Description of the Feature Generation task
Aggregations
Our goal is to generate the following aggregations:
- min;
- max;
- avg;
- sum;
- count;
The aggregations are always computed for trx_amnt column.
Groupings
We should compute aggregations defined above for the following groups:
- all combinations of card_type and trx_type;
- all combinations of channel and trx_type;
Time intervals
We should compute all aggregations for all the groups defined above for the following intervals:
- last week (t_minus <= 7);
- last two weeks (t_minus <= 14);
- last three weeks (t_minus <= 21);
- last month (t_minus <= 30);
- last three months (t_minus <= 90);
- last half of the year (t_minus <= 180);
- last year (t_minus <= 360);
- last two years (t_minus <= 720);
Dummy implementation in Pandas as an example
import pandas as pd
def generate_pivoted_batch(data: pd.DataFrame, t_minus: int, groups: list[str]) -> pd.DataFrame:
pre_agg = (
data.loc[data["t_minus"] <= t_minus]
.groupby(["customer_id"] + groups, as_index=False)["trx_amnt"]

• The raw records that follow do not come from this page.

PR #505, opened 2023-01-24
feat: update accounts after send transactions

### LINKED ISSUE #439: After sending a transaction using the wallet send feature, the balance is not updated
After sending a transaction and going back to the home page, the user balance should be re-loaded, to reflect the new balance.

tomiiide:
This PR updates the account balance after navigating from completing a send transaction.

closes #439

### DIFF
--- a/packages/app/src/systems/Send/components/SendConfirm/SendConfirm.tsx
+++ b/packages/app/src/systems/Send/components/SendConfirm/SendConfirm.tsx
@@ -1,7 +1,6 @@
 import { Button, Text } from '@fuel-ui/react';
 import { useNavigate } from 'react-router-dom';
 
-import { store } from '~/store';
 import { ContentHeader, Layout, Pages } from '~/systems/Core';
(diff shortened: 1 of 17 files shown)


packages/app/src/systems/Send/components/SendConfirm/SendConfirm.tsx
```diff
@@ -13,6 +14,12 @@ export function SendConfirm({ txRequest }: SendConfirmProps) {
   const amountSent = txRequest.ethAmountSent;
   const isDone = txRequest.status('success') || txRequest.status('failed');
   const navigate = useNavigate();
+
+  const goToHome = () => {
+    store.updateAccounts();
```
luizstacio, line 19: This should be done inside the txRequest machine right after success or failure step.

luizstacio (changes requested):

luizstacio (approved):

.agg(["count", "mean", "sum", "min", "max"])
)
pivoted = pre_agg.pivot(
columns=groups,
index="customer_id",
values=["count", "mean", "sum", "min", "max"],
)
pivoted.columns = ["_".join(a[1:]) + f"_{t_minus}d_{a[0]}" for a in pivoted.columns.to_flat_index()]
return pivoted
Such a function do the following:
- filter data by the t_minus to select only rows, related to the category;
- group data by customer_id and given grouping columns;
- compute all required aggregations;
- make a pivot to transform customer_id to index and grouping categories to new columns;
- rename output columns and make an index flatten;
dfs_list = []
for win in WINDOWS_IN_DAYS:
# Iterate over combination card_type + trx_type
dfs_list.append(generate_pivoted_batch(data, win, ["card_type", "trx_type"]))
# Iterate over combination channel + trx_type
dfs_list.append(generate_pivoted_batch(data, win, ["channel", "trx_type"]))
(
reduce(lambda a, b: pd.merge(a, b, left_index=True, right_index=True), dfs_list)
.reset_index(drop=False)
.to_parquet("../tmp_out")
)
The last step is just to iterate over required time offset, compute batches and finally join all of them together using the fact, that customer_id is an index.